Problem details:
When you output the entries, begin with the first line and end with the line containing "The second change", keeping each line exactly as it is.

(Stored data)
· · ·
PR #66, opened 2022-05-04
Fix/sprk 58 fix math error in dropzone component

ChristopherMitchell242:
This PR consists of two changes. 

The first change updates the number of bytes in a kB from 1024 to 1000. 
The second change updates the calculation to provide the max and min file size to the Dropzone component in Bytes (https://react-dropzone.js.org/). 

A subsequent ticket will be raised to cover the testing of this component as agreed with Luke.

### DIFF
--- a/packages/dropzone/src/dropzone.tsx
+++ b/packages/dropzone/src/dropzone.tsx
@@ -372,7 +372,7 @@ function useDropzoneStyles({
 
 function formatFileSize(numKb: number): string {
   if (numKb < 1000) {
-    return `${Math.round(numKb).toFixed(1)}kB`;
+    return `${Math.round(numKb).toFixed()}kB`;
   }
-  return `${Math.round(numKb / 1000).toFixed(1)}MB`;
+  return `${Math.round(numKb / 1000).toFixed()}MB`;
 }
--- a/packages/dropzone/src/dropzone.tsx
+++ b/packages/dropzone/src/dropzone.tsx
@@ -40,9 +40,9 @@ export type DropzoneProps = InputProps & {
   accept?: AcceptedType | AcceptedType[];
   /** Maximum number of files that the Dropzone should be allowed to accept. */
   maxFiles?: number;
-  /** Maximum file size that the Dropzone should be allowed to accept. */
+  /** Maximum file size that the Dropzone should be allowed to accept. Value should be provided in kB */
   maxFileSizeKb?: number;
-  /** Minimum file size that the Dropzone should be allowed to accept. */
+  /** Minimum file size that the Dropzone should be allowed to accept. Value should be provided in kB */
   minFileSizeKb?: number;
   /** When true, renders an image preview next to file previews. */
   showImageThumbnails?: boolean;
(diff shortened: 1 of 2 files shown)


lukebennett88:
Thanks @ChristopherMitchell242!
We're using [changesets](https://github.com/changesets/changesets) for managing our versioning/changelogs.
Do you mind adding a changeset to this PR? 🙏
You can either run `yarn changeset` and follow the prompts in the CLI, or use the link in the changeset-bot above to add one.

packages/dropzone/src/dropzone.tsx
```diff
@@ -96,8 +96,8 @@ export const Dropzone = React.forwardRef<HTMLInputElement, DropzoneProps>(
     } = useDropzone({
       accept,
       maxFiles,
-      maxSize: maxFileSizeKb && maxFileSizeKb / 1024,
-      minSize: minFileSizeKb && minFileSizeKb / 1024,
+      maxSize: maxFileSizeKb && maxFileSizeKb * 1000,
+      minSize: minFileSizeKb && minFileSizeKb * 1000,
```
nderkim, line 100: good catch 👍

nderkim: can i ask what the reason is for changing this to 1000?

lukebennett88: @nderkim here is the ticket: https://brighte.atlassian.net/browse/SPRK-58?atlOrigin=eyJpIjoiMzhkMjQ2NTNkNzc2NGNjYTgxNDRkMTRiZDg2ZTg5Y2EiLCJwIjoiaiJ9

Turns out we were using [kiB](https://simple.wikipedia.org/wiki/Kibibyte) not [kB](https://simple.wikipedia.org/wiki/Kilobyte)

nderkim:
you can probably just run `yarn format:write` to fix that ☝️

packages/dropzone/src/dropzone.tsx
nderkim: nevermind, @lukebennett88 explained it to me.. carry on 😅

nderkim (approved):

packages/dropzone/src/dropzone.tsx
```diff
@@ -371,8 +371,8 @@ function useDropzoneStyles({
 }
 
 function formatFileSize(numKb: number): string {
-  if (numKb < 1024) {
+  if (numKb < 1000) {
     return `${Math.round(numKb).toFixed(1)}kB`;
```
freemany, line 375: `Math.round(numKb)` is turned into a integer, why it is casted by `toFixed(1)` to make a number look like `xxx.0`, why leave `.0` with one decimal but 0? 
If we like to have one decimal, it should be done by `(Math.round(numKb*10)/10).toFixed(1)` or just `String(Math.round(numKb*10)/10)`

packages/dropzone/src/dropzone.tsx
```diff
@@ -371,8 +371,8 @@ function useDropzoneStyles({
...
   }
-  return `${Math.round(numKb / 1024).toFixed(1)}MB`;
+  return `${Math.round(numKb / 1000).toFixed(1)}MB`;
```
freemany, line 377: Same here:
`(Math.round(numKb/100)/10).toFixed(1)`

packages/dropzone/src/dropzone.tsx
lukebennett88: Good call out Freeman.
When Danny and I built this, we where planning to use [this library](https://github.com/sindresorhus/pretty-bytes) to handle the math/formatting for us, but Next.js didn't like that it was ESM only.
· · ·
Expected output:
PR #66, opened 2022-05-04
Fix/sprk 58 fix math error in dropzone component

ChristopherMitchell242:
This PR consists of two changes. 

The first change updates the number of bytes in a kB from 1024 to 1000. 
The second change updates the calculation to provide the max and min file size to the Dropzone component in Bytes (https://react-dropzone.js.org/). 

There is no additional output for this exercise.